Site-specific rates of excision repair of benzo[a]pyrene diol epoxide adducts in the hypoxanthine phosphoribosyltransferase gene of human fibroblasts: correlation with mutation spectra.

When populations of repair-proficient diploid human fibroblasts were treated with (+/-)-7 beta, 8 alpha-dihydroxy-9 alpha, 10 alpha-epoxy-7,8,9,10-tetrahydrobenzo[a]pyrene (BPDE) during early S phase, just as the hypoxanthine phosphoribosyltransferase gene (HPRT) was being replicated, 5% of the induced base substitutions were found at nt 212, and 5% of the substitutions were found at nt 229 in exon 3. However, when the population was treated in early G1 phase to allow at least 12 hr for repair before the onset of S phase, 21% of the substitutions were found at nt 212, and 10% were found at nt 229. No such cell-cycle-dependent difference in distribution of base substitutions occurred in excision-repair-deficient cells.

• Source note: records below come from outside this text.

PR #659, opened 2023-05-30
Add doc about manual_trigger option for testing farm

Frawless:


Frawless:
cc @lbarcziova

lbarcziova:
Hi, thanks for the contribtion!

As described in https://github.com/packit/packit-service/issues/1806#issuecomment-1569516694, there is still an issue regarding the dependant jobs, so I would wait with the documentation until this works for every use case.

content/docs/testing-farm.md
```diff
@@ -108,6 +118,7 @@ You can verify that the option is processed correctly using a [YAML parser](http
   when you have multiple `tests` jobs with different configuration. For
   example if you set this to `e2e-tests`, then a check run for Rawhide would be
   named `testing-farm:fedora-rawhide-x86_64:e2e-tests`.
+* **manual_trigger** - Whether to trigger Testing Farm jobs only via pull request comment or not (default to false). Trigger phrase is `/packit test` (`/packit-stg test` for stage).
```
psss, line 121: How do you specify the job which should be triggered? Should we include an example for that as well?

lbarcziova: as @Frawless wrote, currently, all test jobs will be triggered. 

The follow-up issue that would cover the functionality of specifying the job: https://github.com/packit/packit-service/issues/1754#issuecomment-1522949476

psss: Ah, I see, so this is the first part. Thanks for clarification!

content/docs/testing-farm.md
```diff
@@ -60,6 +60,16 @@ jobs:
...
 ```
 
+If you want to trigger tests via pull request comment and not by every new commit into the pull request, the test job needs to include `manual_trigger` (described below) option in the job configuration:
+```yaml
+  jobs:
+  - job: tests
+    trigger: pull_request
+    targets:
+    - fedora-all
+    manual_trigger: true
```
lbarcziova, line 70:
```suggestion
    skip_build: true
    manual_trigger: true
```

just for clarity, since without `skip_build` enabled, the build job needs to be configured as well

content/docs/testing-farm.md
lbarcziova, line 121:
```suggestion
* **manual_trigger** - Whether to trigger Testing Farm jobs only manually (via pull request comment `/packit test`  (`/packit-stg test` for staging instance) or rerunning the check in the GitHub UI) or not (defaults to false). 
```

lbarcziova (commented):
thanks! This should now work in general (also for builds and propose-downstream), so it should be mentioned in the general docs as well. If you do not have time to do that, I can cover that part :)

Frawless:
> thanks! This should now work in general (also for builds and propose-downstream), so it should be mentioned in the general docs as well. If you do not have time to do that, I can cover that part :)

Do you mean here https://github.com/packit/packit.dev/blob/main/content/docs/Configuration/examples.md ?

content/docs/testing-farm.md
```diff
@@ -157,6 +169,11 @@ for the targets configured in the repository with the "main" pull request.
 This is a new feature, so the behaviour may be adjusted in the future. 
 Please reach out back to us for help or with your suggestions.
 
+## Running tests with specific identifier
+It is possible to run a specific job via `/packit test` command. 
+User just need to specify argument `--identifier <job_identifier>` and Packit will trigger only job with this identifier.
+The whole commnad should looks like this: `/packit test --identifier my-job-id`
```
lbarcziova, line 175:
```suggestion
The user just needs to specify the argument `--identifier <job_identifier>` and Packit will trigger only the job with this identifier.
The whole command should look like this: `/packit test --identifier my-job-id`
```

lbarcziova (commented):
otherwise LGTM, thanks!

content/docs/testing-farm.md
```diff
@@ -108,6 +145,8 @@ You can verify that the option is processed correctly using a [YAML parser](http
   when you have multiple `tests` jobs with different configuration. For
   example if you set this to `e2e-tests`, then a check run for Rawhide would be
   named `testing-farm:fedora-rawhide-x86_64:e2e-tests`.
+* **manual_trigger** - Whether to trigger Testing Farm jobs only manually (via pull request comment `/packit test`  (`/packit-stg test` for staging instance) or rerunning the check in the GitHub UI) or not (defaults to false). 
+* **labels** - List of labels that groups several jobs together. Users then use them when manully trigger the jobs like `/packit test --labels regression,upgrade`. The labels should be in the format of comma-separated string.
```
lbarcziova, line 149:
```suggestion
* **labels** - List of labels that group several jobs together. Users then use them when manually triggering the jobs like `/packit test --labels regression,upgrade`.
```

lbarcziova (commented):
I would probably move the note about comma-separated format into the section about running the command (see the suggestions), WDYT?

content/docs/testing-farm.md
```diff
@@ -157,6 +196,16 @@ for the targets configured in the repository with the "main" pull request.
 This is a new feature, so the behaviour may be adjusted in the future. 
 Please reach out back to us for help or with your suggestions.
 
+## Running tests with specific identifier
```
lbarcziova, line 199:
```suggestion
## Running tests with a specific identifier
```

content/docs/testing-farm.md
```diff
@@ -157,6 +196,16 @@ for the targets configured in the repository with the "main" pull request.
...
+It is possible to run a specific job via `/packit test` command. 
+The user just needs to specify the argument `--identifier <job_identifier>` and Packit will trigger only the job with this identifier.
+The whole command should look like this: `/packit test --identifier my-job-id`
+
+## Running group of tests with same label
```
lbarcziova, line 204:
```suggestion
## Running a group of tests with the same label
```

lbarcziova (approved):
thanks!!

content/docs/testing-farm.md
psss: Thanks for the heads-up. Very nice! Looking forward to trying this out :) Is it supposed to be enabled on the production instance today?

Frawless: The feature was merged last week so I think it should be in prod already.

To test whether the increase in the relative frequency of mutations resulted from inefficient repair at these sites, we adapted ligation-mediated PCR to measure the rates of removal of BPDE adducts from individual sites in exon 3 of the HPRT gene. Cells were treated with 0.5 microM BPDE in early G1 phase and harvested immediately or after 10, 20, and 30 hr for repair. the nontranscribed strand of exon 3 was analyzed for the original distribution of adducts and those remaining after repair, using Escherichia coli UvrABC excinuclease to excise the adducts and annealing a 5' biotinylated gene-specific primer to the DNA and extending it with Sequenase 2.0 to generate a blunt end at the site of each cut. A linker was ligated to the blunt end, and the desired fragments were isolated from the rest of the genomic DNA by using magnetic beads, amplified by PCR, and analyzed on a sequencing gel. The distribution of fragments of particular lengths indicated the relative number of BPDE adducts initially formed or remaining at specific sites. The rates of repair at individual sites varied widely along exon 3 of the HPRT gene and were very slow at nt 212 and 229, strongly supporting the hypothesis that inefficient DNA repair plays an important role in the formation of mutation hotspots.